### EXERCISE GOAL
Read the records and gather each line that includes "SamWilsn".
** THE INPUT follows **
PR #5266, opened 2022-07-15
Force LF line endings

Pandapip1:
This is required for `eipw` to successfully run locally.


.gitattributes
```diff
@@ -1,3 +1,7 @@
 # GitHub highlighting for Solidity files
 # See https://github.com/github/linguist/pull/3973#issuecomment-357507741
 *.sol linguist-language=Solidity
+
+# Force Linux line endings on all files
+# Necessary for running eipw locally
+* text=auto eol=lf
```
SamWilsn, line 7: Why not just for `*.md` files? Would be weird if a `*.bat` got converted to unix line endings :P

MicahZoltu: I believe this line is pretty standard, and I don't think `.bat` files break if they get `LF` newlines.  While we *could* try to come up with a custom list of all possible files that may need special casing, I don't think we really gain anything from that.

Pandapip1: I would prefer if all the files use the same line ending, for consistency reasons (why add unnecessary complexity?).

SamWilsn: Alright, go for it then!

Pandapip1:
This will need to be manually merged. ÇC: @MicahZoltu @lightclient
** End of THE INPUT **
### EXERCISE RESPONSE
SamWilsn, line 7: Why not just for `*.md` files? Would be weird if a `*.bat` got converted to unix line endings :P
SamWilsn: Alright, go for it then!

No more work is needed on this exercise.